PANAMA CITY BEACH -- Patronis Bros. Enterprises plans to expand the market for its Econfina Natural Spring Water into Alabama and Georgia. The water is bottled from spring water that feeds Econfina Creek and is distributed by Culligan Bottled Water.

PORT ST. JOE -- Real estate company St. Joe Co./Arvida will pay the city $150,000 a year for seven years to operate a 120-slip marina built with $2.5 million in low-interest loans from the U.S. Rural Development Agency. The city built the marina last year as part of downtown revitalization efforts. Arvida says it will spend $500,000 in start-up costs and get a two-year exemption from property taxes. Tampa-based Brandy Marine will handle day-to-day operations.

TALLAHASSEE -- The James Madison Institute, a think tank that has researched school vouchers, tax issues and social policies, acquired the nonprofit foundation formed by Gov. Jeb Bush after his 1994 gubernatorial defeat. The new foundation will be called The James Madison Institute: A Foundation for Florida's Future.

WEWAHITCHKA -- Gulf Correctional Institution is set to open its new prison annex to house inmates from neighboring counties, creating 150 jobs. Many positions could be filled with workers laid off by the Florida Coast Paper Co. mill in nearby Port St. Joe [see Two-Lane Florida, page 82]. The state agreed to pick up the cost of training the new workers. The annex increases the prison's capacity to 2,500.

Overheard

Tallahassee an aircraft manufacturing base? SME Aero Inc. made good on its first pair of two-seat training airplanes. Dubbed the Aerotiga, the company hopes to sell the $150,000 planes to flight schools and state agencies, including the Florida Highway Patrol and the Division of Forestry.
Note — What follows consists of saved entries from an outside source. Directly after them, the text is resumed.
PR #4407, opened 2026-02-24
 Fix relational custom field not saving on draft order

### LINKED ISSUE #4380: Custom fields not saving correctly on draft orders
**Describe the bug**
The PR https://github.com/vendurehq/vendure/pull/4206 fixed the issue where relations would create two input fields (`fieldName` and `fieldNameId`) for update mutations.

This still fails for custom fields on draft orders.

The problem is this check:

```
    // Skip processing if there are no custom fields
    if (!entity.customFields || !processedEntity.customFields) {
        return processedEntity;
    }
```

in [transformRelationFields](https://github.com/vendurehq/vendure/blob/master/packages/dashboard/src/lib/framework/form-engine/utils.ts#L40).

The customFields are stored in `entity.input.customFields` so the check will fail.

When editing a Order not in Draft, everything works just fine.

**To Reproduce**

1. Add custom relation field to `Order`
2. Create Draft order
3. Try to edit the custom field and click "Set custom fields"
4. See error in Network tab

**Expected behavior**
Custom fields should only be added as `fieldNameId` to the mutations input values.

**Actual behavior**
Custom fields are added as `fieldNameId` and `fieldName` to the mutations input values.

**Error logs**

```
{
    "errors": [
        {
            "message": "Variable \"$input\" got invalid value { fieldName: null, fieldNameId: \"3\" } at \"input.customFields\"; Field \"fieldName\" is not defined by type \"UpdateOrderCustomFieldsInput\". Did you mean \"fieldNameId\"?",
            "locations": [
                {
                    "line": 1,
                    "column": 51
                }
            ],
            "extensions": {
                "code": "BAD_USER_INPUT"
            }
        }
    ]
}
```

- Nodejs version: 24.11.0

**Configuration**

```typescript
      name: "fieldName",
      type: "relation",
      entity: SomeEntity,
      nullable: true,
      eager: true,
      // public: false,
    });
```

Ryrahul:
## Description

Fixes #4380 

Custom relation fields on draft orders were sending both `fieldName` and `fieldNameId` in the mutation input, causing a GraphQL validation error:

    Field "fieldName" is not defined by type "UpdateOrderCustomFieldsInput".
    Did you mean "fieldNameId"?

## Root cause

The `transformRelationFields` function in `packages/dashboard/src/lib/framework/form-engine/utils.ts` only looked for `customFields` at the top level of the entity object. This worked for normal orders because `useDetailPage` calls `useGeneratedForm` with `varName: 'input'`, which unwraps the mutation variable so `customFields` appears at the top level.

Draft orders cannot use `varName: 'input'` because the `SetDraftOrderCustomFields` mutation takes two top-level variables (`$orderId: ID!` and `$input: UpdateOrderInput!`). The draft order page calls `useGeneratedForm` directly with `varName: undefined`, meaning the entity has the shape `{ orderId, input: { customFields } }`. The old code's early-return check (`if (!entity.customFields)`) would bail out since `customFields` is nested inside `input`.

## Fix

Refactored `transformRelationFields` to recursively walk the fields tree. When it encounters a non-scalar nested field (like `input`), it recurses into it. When it finds `customFields`, it processes the relation fields at that level. This matches the pattern already used by `removeEmptyIdFields`, `convertEmptyStringsToNull`, and `stripNullNullableFields` in the same file.

## Breaking changes

None.

## Checklist


grolmus (changes requested):
## Review Summary

Good fix for #4380. The recursive approach in `transformRelationFields` is clean and consistent with the patterns already established by `removeEmptyIdFields`, `convertEmptyStringsToNull`, and `stripNullNullableFields` in the same file. Tests are focused and well-structured.

### Must Fix

**Add array handling in the recursion**

For consistency with the other recursive utilities in this file (e.g., `removeEmptyIdFields` handles arrays for translations), the recursion should also handle array fields:

```typescript
} else if (field.typeInfo && !field.isScalar && entity[field.name] != null) {
    if (Array.isArray(entity[field.name])) {
        processedEntity[field.name as keyof E] = entity[field.name].map(
            (item: any) => transformRelationFields(field.typeInfo!, item)
        ) as any;
    } else {
        processedEntity[field.name as keyof E] = transformRelationFields(
            field.typeInfo,
            entity[field.name],
        );
    }
}
```

There may not be an immediate use case for arrays containing `customFields`, but the other utilities in this file handle it and this function should be consistent.

### Looks Good

- Recursion approach matches existing file patterns
- Shallow copies at each level (avoids unnecessary deep cloning)
- Immutability test is a nice addition
- Surgical scope — only touches what's needed

grolmus (approved):
Looks good now. The recursive approach is clean, consistent with the other utilities in the same file, and the array handling was added as requested.

Tests cover all code paths: nested single/list relations, array fields, and immutability.

One suggestion (non-blocking): consider adding a dashboard e2e test for draft order relation custom fields — there's currently no e2e coverage for this specific flow.

michaelbromley:
Hey @Ryrahul,

Thanks for the PR. I just merged a related issue (#4495) which now caused a conflict. Would you be able to take a look at that and see if you can resolve?

LucidityDesign:
@Ryrahul Great work!

I'm having the same issue, when adding custom relational fields to the new Api Keys. Can you double check, if your solution fixes the problems with Api Keys as well, please?

Ryrahul:
> @Ryrahul Great work!
> 
> I'm having the same issue, when adding custom relational fields to the new Api Keys. Can you double check, if your solution fixes the problems with Api Keys as well, please?

image
Yeah , its working

Ryrahul:
@LucidityDesign  they api key page already uses useDetailPage, which always passes varName: 'input' to useGeneratedForm. So it should already work without this fix [check here](https://github.com/vendurehq/vendure/blob/master/packages/dashboard/src/app/routes/_authenticated/_api-keys/api-keys_.%24id.tsx#L85)

LucidityDesign:
Sorry, running `codegen` fixed this issue

michaelbromley (approved):

PR #4414, opened 2026-02-25
fix(dashboard): Ensure nullable numeric fields default to null

### LINKED ISSUE #4328: Dashboard: When creating a promotion, you cannot set the Usage limit and per customer usage limit fields to null. In the admin-ui, the fields are empty by default.
1. Go to  https://demo.vendure.io/admin/promotions/new

Image

grolmus:
## Summary
- Nullable Int, Float, Money, and DateTime fields now correctly default to null instead of 0
- Fixes promotion usageLimit and perCustomerUsageLimit fields defaulting to 0 when creating new promotions

## Test plan
- [x] Unit tests pass
- [x] Manual test: Create new promotion, verify usageLimit fields are empty (null) not 0

Fixes #4328

### DIFF
--- a/packages/dashboard/src/lib/framework/form-engine/form-schema-tools.ts
+++ b/packages/dashboard/src/lib/framework/form-engine/form-schema-tools.ts
@@ -366,6 +366,14 @@ export function getDefaultValueFromField(field: FieldInfo, defaultLanguageCode?:
                 return defaultLanguageCode || 'en';
             case 'Boolean':
                 return false;
+            case 'Int':
+            case 'Float':
+            case 'Money':
+            case 'DateTime':
+                // Nullable numeric/date fields should default to null, not 0.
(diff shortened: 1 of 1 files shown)


michaelbromley:
Hey @grolmus, thanks for looking into this! However this is already fixed on master via #4339 (commit 80cdd078, merged Feb 21).

The `getDefaultValueFromField` function's `default` branch in the `nullable` switch already returns `null` for all unhandled scalar types (including `Int`, `Float`, `Money`, `DateTime`), so the explicit cases added here are redundant.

SME Chairman Richard Ledson says he hopes to have a full-fledged assembly plant and a workforce of 15 building more planes by the end of the year. ... ... Walton County leaders are pressing EDC chief Tom Powell to recruit a U.S. automaker to open a plant in the county, a move Powell says is about as likely as getting the state capital moved to DeFuniak Springs. County commissioners pushing for a plant point to the county's burgeoning labor pool. ... ... To keep the city's major industrial employer from moving to Jacksonville or Savannah, Ga., Panama City leaders are prepared to give Arizona Chemical a 50,000-sq.-ft. building on waterfront property near downtown. Arizona also has concerns about air travel in and out of Panama City; officials with Atlantic Southeast Airlines pledge better service if Arizona stays. ... ... A 20% drop in the number of spring break visitors has Panama City Beach hotel and motel owners singing a different tune. Before, the local convention and visitors bureau never advertised the six-week-long youthfest for fear of alienating its core family market. With numbers down, a new advertising plan is taking shape to promote the beach across the Southeast and Midwest for Spring Break 2000.